Problem description = Pull out each line of the data that includes the word "Issue".

Given records START

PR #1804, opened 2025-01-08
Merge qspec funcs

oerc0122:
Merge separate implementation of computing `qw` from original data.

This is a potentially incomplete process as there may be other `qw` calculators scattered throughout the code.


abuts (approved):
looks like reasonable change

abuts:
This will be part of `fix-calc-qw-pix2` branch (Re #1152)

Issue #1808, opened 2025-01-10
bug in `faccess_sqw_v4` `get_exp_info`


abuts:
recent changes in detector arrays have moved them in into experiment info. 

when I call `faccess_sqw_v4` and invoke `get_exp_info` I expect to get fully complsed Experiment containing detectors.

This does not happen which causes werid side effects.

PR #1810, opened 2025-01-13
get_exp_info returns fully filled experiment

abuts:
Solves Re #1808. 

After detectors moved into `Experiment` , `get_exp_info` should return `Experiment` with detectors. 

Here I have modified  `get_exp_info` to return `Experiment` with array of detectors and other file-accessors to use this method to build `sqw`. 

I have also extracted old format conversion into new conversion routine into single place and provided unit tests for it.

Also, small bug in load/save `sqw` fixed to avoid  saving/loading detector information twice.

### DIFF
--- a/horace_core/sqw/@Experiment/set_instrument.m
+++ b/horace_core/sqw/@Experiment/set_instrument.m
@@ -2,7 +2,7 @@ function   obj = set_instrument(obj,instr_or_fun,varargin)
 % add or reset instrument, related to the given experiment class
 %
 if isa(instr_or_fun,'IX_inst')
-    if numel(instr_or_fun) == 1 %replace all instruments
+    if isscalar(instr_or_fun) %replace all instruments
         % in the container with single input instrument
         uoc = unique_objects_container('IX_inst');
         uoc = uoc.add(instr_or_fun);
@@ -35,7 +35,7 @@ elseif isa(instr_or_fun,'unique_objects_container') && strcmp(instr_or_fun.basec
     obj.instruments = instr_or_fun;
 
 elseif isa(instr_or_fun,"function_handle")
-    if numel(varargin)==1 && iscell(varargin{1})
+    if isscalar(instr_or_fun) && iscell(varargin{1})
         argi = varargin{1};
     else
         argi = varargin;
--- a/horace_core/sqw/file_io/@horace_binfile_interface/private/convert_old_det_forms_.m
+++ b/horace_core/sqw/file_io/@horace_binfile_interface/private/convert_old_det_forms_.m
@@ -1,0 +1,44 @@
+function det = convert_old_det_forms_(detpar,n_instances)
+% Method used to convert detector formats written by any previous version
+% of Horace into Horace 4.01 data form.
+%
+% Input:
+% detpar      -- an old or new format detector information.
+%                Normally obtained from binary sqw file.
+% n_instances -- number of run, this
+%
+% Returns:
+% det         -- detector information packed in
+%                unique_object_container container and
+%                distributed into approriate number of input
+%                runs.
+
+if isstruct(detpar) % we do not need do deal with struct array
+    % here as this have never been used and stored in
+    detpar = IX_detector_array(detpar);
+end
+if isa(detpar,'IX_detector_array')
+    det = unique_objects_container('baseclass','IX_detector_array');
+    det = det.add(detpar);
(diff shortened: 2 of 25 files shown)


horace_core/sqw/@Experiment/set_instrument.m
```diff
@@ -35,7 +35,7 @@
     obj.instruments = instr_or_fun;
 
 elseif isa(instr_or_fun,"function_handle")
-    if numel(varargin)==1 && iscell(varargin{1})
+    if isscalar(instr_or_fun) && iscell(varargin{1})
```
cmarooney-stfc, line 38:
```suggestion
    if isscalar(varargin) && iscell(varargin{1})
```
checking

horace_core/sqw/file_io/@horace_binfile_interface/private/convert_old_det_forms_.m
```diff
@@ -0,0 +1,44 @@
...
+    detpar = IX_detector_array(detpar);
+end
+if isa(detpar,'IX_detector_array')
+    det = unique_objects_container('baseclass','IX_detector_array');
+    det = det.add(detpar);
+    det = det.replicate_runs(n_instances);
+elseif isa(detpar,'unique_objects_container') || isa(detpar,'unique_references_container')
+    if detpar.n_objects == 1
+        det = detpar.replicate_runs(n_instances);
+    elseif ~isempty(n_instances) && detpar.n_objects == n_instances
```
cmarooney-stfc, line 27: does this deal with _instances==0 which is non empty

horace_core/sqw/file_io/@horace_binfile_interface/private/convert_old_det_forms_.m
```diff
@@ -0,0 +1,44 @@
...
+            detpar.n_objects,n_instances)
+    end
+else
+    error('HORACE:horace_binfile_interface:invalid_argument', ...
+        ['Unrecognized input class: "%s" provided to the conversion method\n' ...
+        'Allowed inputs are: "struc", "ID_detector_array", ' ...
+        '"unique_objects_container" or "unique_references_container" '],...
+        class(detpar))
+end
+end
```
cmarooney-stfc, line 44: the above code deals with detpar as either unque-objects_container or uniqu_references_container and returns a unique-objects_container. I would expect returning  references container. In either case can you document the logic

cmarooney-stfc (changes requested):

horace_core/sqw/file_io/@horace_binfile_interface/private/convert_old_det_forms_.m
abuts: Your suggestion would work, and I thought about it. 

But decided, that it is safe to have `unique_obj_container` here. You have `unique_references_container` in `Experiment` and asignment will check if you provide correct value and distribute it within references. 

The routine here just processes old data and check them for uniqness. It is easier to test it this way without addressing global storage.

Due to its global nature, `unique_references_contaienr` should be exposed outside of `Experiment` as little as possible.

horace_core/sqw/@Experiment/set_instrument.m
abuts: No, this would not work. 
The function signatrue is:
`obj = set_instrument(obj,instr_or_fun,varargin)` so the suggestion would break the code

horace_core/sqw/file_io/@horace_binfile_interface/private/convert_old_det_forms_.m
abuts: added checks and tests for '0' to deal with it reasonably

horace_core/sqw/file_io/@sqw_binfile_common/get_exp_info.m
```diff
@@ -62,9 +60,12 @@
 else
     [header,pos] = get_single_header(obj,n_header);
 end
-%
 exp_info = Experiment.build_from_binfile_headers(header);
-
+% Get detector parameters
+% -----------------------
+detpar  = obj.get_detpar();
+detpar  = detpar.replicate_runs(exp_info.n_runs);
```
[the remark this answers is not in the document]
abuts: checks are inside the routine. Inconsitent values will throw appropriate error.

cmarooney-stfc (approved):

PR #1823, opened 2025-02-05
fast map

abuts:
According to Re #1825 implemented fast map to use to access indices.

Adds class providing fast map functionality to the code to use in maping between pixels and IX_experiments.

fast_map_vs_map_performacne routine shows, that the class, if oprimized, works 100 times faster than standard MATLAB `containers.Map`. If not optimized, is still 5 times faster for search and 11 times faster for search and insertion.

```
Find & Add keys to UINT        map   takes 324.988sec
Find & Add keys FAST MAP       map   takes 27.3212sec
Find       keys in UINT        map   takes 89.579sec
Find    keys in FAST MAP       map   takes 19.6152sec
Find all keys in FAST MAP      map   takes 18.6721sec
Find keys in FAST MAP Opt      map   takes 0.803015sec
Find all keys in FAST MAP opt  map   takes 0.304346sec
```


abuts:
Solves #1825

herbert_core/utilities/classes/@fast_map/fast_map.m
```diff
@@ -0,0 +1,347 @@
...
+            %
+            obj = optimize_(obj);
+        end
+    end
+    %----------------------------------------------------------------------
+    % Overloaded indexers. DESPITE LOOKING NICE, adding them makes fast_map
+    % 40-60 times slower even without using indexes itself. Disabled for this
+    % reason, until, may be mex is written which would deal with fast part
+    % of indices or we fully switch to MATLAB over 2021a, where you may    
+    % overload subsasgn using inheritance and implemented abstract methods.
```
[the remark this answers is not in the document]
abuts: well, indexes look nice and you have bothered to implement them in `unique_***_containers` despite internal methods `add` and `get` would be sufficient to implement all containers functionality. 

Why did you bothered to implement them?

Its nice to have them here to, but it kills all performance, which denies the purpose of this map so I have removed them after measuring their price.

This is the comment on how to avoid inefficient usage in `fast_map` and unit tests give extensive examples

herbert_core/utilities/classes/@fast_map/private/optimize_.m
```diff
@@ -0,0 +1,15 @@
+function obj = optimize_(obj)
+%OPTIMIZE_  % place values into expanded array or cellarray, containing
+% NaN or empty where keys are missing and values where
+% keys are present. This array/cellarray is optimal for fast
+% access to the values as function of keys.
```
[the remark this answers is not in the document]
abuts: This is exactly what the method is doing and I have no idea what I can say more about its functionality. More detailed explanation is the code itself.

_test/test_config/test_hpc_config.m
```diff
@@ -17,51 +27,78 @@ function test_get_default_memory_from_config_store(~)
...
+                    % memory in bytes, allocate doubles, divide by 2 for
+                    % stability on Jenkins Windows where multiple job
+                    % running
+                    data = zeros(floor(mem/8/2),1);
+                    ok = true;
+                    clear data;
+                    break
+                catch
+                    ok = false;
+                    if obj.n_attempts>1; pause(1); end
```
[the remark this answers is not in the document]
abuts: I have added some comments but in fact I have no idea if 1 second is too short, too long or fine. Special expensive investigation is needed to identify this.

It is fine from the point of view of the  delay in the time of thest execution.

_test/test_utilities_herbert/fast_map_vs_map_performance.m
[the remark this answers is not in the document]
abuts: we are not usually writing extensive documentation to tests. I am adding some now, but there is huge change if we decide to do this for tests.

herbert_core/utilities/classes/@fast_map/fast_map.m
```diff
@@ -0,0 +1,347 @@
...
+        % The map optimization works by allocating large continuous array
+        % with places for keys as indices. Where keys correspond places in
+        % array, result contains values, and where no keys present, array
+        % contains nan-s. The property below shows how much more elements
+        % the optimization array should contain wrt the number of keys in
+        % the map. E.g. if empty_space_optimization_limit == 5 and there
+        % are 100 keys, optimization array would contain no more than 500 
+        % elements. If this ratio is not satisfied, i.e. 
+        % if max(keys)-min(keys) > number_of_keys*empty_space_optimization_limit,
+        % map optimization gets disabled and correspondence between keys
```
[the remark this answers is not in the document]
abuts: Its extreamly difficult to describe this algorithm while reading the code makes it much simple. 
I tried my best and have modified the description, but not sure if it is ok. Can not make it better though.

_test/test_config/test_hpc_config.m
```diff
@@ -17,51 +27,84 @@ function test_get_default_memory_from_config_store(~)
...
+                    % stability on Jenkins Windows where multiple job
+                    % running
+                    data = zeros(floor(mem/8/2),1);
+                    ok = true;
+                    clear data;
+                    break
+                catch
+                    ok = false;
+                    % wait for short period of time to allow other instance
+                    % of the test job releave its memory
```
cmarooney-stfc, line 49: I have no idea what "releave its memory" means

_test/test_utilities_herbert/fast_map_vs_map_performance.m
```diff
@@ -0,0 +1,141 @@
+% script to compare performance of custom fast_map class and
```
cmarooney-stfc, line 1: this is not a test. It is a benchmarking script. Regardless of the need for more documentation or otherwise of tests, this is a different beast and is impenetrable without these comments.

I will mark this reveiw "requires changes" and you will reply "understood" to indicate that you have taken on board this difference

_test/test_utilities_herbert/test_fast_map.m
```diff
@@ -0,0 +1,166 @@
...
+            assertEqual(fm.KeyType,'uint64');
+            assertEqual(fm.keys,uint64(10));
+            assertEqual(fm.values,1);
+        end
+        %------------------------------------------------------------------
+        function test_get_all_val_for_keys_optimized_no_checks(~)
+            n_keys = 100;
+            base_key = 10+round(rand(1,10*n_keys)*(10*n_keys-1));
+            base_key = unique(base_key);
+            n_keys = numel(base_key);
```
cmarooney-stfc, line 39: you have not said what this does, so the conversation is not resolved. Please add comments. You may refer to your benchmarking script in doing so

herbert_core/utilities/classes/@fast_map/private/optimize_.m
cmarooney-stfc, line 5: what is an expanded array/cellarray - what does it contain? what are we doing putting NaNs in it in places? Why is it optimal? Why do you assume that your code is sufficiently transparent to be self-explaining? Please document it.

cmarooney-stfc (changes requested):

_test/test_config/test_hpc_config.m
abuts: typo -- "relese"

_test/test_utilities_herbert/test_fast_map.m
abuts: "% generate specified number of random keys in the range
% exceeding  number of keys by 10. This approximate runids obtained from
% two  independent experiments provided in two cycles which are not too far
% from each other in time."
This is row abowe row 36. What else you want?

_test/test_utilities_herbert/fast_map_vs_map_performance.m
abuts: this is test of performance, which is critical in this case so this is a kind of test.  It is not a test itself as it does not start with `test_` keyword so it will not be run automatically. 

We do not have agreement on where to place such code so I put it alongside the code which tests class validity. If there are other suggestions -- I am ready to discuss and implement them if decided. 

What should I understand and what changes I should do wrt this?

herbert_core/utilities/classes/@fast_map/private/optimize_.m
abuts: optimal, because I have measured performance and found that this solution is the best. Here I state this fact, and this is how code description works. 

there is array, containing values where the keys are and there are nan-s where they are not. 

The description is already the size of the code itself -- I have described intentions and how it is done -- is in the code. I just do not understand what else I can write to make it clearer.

Given records END
Given records START

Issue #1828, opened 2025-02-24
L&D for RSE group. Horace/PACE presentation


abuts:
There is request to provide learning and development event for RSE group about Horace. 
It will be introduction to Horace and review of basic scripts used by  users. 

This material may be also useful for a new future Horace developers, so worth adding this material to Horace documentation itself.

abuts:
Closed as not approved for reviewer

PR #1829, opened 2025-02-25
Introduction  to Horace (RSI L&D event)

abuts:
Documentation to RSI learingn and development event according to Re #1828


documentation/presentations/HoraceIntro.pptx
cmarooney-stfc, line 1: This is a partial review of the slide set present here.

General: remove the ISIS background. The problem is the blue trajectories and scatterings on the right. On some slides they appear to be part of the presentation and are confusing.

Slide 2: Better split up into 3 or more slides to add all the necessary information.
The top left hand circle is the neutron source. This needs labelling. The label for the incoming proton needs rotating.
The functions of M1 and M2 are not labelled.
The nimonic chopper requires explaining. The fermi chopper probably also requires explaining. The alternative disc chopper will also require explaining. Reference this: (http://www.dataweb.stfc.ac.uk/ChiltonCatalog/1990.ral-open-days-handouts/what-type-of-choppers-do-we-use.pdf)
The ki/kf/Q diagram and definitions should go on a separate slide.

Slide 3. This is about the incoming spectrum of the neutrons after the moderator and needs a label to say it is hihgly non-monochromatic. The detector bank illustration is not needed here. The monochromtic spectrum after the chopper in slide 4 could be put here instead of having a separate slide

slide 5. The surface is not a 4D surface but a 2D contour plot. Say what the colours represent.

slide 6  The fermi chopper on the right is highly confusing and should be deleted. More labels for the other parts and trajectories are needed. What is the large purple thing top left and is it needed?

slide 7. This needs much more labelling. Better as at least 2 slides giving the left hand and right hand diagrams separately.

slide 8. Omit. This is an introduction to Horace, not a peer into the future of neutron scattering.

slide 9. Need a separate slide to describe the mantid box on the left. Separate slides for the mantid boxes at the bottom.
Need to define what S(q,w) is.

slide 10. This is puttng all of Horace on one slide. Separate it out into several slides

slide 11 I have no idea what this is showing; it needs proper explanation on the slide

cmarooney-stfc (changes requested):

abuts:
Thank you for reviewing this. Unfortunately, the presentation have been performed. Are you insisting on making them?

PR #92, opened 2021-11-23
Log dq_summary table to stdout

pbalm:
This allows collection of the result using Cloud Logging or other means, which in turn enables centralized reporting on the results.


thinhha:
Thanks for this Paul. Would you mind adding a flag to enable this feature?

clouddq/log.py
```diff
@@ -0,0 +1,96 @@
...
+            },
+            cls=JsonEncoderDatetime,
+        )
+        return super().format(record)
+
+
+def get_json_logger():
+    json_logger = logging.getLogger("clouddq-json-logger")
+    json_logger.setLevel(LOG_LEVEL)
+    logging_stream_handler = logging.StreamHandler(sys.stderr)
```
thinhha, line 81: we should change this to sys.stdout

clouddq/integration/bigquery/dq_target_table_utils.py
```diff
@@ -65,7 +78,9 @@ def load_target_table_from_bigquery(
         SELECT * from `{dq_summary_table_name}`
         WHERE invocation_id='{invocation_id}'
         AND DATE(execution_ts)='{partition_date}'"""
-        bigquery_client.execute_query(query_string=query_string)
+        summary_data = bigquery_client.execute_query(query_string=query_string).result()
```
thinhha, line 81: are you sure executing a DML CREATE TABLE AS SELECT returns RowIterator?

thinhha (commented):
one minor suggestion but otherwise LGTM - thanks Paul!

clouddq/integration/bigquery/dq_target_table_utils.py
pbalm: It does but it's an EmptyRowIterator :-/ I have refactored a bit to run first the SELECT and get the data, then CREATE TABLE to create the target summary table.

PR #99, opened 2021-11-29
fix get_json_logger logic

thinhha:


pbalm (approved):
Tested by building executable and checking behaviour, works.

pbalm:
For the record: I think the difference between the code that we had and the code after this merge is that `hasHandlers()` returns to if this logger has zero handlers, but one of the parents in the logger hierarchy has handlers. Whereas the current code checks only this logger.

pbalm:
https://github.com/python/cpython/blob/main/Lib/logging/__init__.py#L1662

Given records END
Given records START

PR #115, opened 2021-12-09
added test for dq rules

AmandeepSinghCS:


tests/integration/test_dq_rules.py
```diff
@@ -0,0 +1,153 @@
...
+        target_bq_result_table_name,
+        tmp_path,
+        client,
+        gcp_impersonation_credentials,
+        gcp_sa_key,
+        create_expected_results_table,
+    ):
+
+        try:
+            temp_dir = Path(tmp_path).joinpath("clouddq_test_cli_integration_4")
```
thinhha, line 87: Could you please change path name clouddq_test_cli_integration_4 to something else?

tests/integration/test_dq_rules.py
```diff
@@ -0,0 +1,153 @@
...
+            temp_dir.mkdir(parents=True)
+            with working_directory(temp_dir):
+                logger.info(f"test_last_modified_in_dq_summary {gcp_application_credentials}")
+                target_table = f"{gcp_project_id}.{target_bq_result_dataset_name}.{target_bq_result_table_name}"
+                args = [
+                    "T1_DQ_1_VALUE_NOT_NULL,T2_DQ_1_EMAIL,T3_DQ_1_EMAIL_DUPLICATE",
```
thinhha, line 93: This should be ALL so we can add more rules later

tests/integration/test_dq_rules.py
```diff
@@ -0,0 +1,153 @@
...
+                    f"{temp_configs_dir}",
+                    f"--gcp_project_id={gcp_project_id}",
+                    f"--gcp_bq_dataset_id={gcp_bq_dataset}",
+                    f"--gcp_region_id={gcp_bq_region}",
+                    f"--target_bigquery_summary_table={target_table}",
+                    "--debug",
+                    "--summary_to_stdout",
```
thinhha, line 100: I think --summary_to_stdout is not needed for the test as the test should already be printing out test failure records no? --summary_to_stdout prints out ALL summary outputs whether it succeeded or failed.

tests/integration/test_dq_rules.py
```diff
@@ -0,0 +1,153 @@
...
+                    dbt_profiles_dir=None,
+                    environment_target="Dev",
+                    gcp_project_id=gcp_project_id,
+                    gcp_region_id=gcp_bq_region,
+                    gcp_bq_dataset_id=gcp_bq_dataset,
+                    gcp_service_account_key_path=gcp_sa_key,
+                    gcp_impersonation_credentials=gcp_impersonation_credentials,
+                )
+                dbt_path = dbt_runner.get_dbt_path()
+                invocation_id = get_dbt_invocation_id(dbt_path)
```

Given records END

Answer to this problem =
Issue #1808, opened 2025-01-10
Issue #1828, opened 2025-02-24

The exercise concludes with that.